Según relatan los bomberos del Consorcio Provincial de Extinción de Incendios y Salvamento (CPEIS) de Toledo en una entrevista publicada por ‘El Debate‘, el pasado 12 de agosto se desataron varios focos casi simultáneos que pusieron en jaque a los equipos de emergencia.
Un bombero con amplia experiencia describió la situación como «un verano bastante complejo», marcado por lluvias iniciales que favorecieron el crecimiento de vegetación, seguidas de olas de calor que facilitaron la propagación del fuego. Pero lo más alarmante fue la evidencia de intencionalidad: «Parece organizado para atacar zonas cercanas a la población», afirmó, destacando cómo los fuegos surgieron en múltiples puntos separados por distancias que hacen improbable un origen natural.

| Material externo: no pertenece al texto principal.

PR #10010, opened 2023-09-12
feat: add voting::get_proposal_metadata

0xbe1:


0xbe1:
prefer https://github.com/aptos-labs/aptos-core/pull/10010

PR #10012, opened 2023-09-12
[draft] my forge run

msmouse:


testsuite/forge-cli/src/main.rs
```diff
@@ -1647,12 +1647,26 @@ fn realistic_network_tuned_for_throughput_test() -> ForgeConfig {
...
+            helm_values["validator"]["resources"]["requests"]["cpu"] = 48.into();
+            helm_values["validator"]["resources"]["limits"]["memory"] = "72Gi".into();
+            helm_values["validator"]["resources"]["requests"]["memory"] = "72Gi".into();
+            helm_values["fullnode"]["resources"]["limits"]["cpu"] = 48.into();
+            helm_values["fullnode"]["resources"]["requests"]["cpu"] = 48.into();
+            helm_values["fullnode"]["resources"]["limits"]["memory"] = "72Gi".into();
+            helm_values["fullnode"]["resources"]["requests"]["memory"] = "72Gi".into();
+
+            // higher concurrency level
+            helm_values["validator"]["config"]["execution"]["concurrency_level"] = 32.into();
```
JoshLind, line 1667: Note: state sync is in execution mode, so it probably makes sense to set this for the fullnodes, too?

Los testimonios subrayan patrones sospechosos. Por ejemplo, en Puente del Arzobispo se detectaron dos focos a un kilómetro de distancia, algo «muy improbable» sin intervención humana. En Alberche del Caudillo, un punto recurrente de incendios, el bombero señaló: «Es un punto repetitivo, lo que refuerza la idea de que alguien lo está provocando constantemente». Las condiciones meteorológicas, con vientos fuertes y altas temperaturas, agravaron la situación, convirtiendo al viento en «nuestro peor enemigo».
Los equipos tuvieron que proteger parcelas, almacenes y ganado, mientras el fuego avanzaba rápidamente hacia áreas habitadas. A pesar de la intervención de medios aéreos durante el día, la noche complicó las operaciones, obligando a trabajar solo con recursos terrestres en terrenos de difícil acceso. Este bombero, con años de servicio, calificó este verano como «el que más hemos trabajado con diferencia», y expresó su convicción de que hay una organización detrás: «Da la sensación de que hay alguna organización detrás. Parece organizado para atacar zonas cercanas a la población. Y con el cambio de viento, la situación se complica aún más: lo que crees que está protegido puede prender de nuevo en minutos».
Estos incendios no solo han quemado hectáreas de terreno, sino que han amenazado directamente la seguridad de las comunidades, recordando el modus operandi visto en otros desastres recientes en España, donde el objetivo parece ser maximizar el impacto humano y económico.
La similitud con las riadas de Valencia es inquietante. En aquel episodio, las inundaciones causaron decenas de víctimas y destrucción masiva, con acusaciones de negligencia o incluso intencionalidad en la gestión de presas y alertas, todo ello orientado a agravar el daño en zonas densamente pobladas. Ahora, en Toledo, los bomberos apuntan a un escenario similar: fuegos provocados en puntos estratégicos para forzar evacuaciones, sobrecargar recursos y generar pánico.
Y no olvidemos a todos los animales que mueren atrapados en el fuego, sin salida y con una agonía muy dolorosa.
Cuantos criminales hay en este país. No solo los políticos, sino los que ejecutan las órdenes de esos políticos siervos del poder globalista más criminal que jamás ha existido.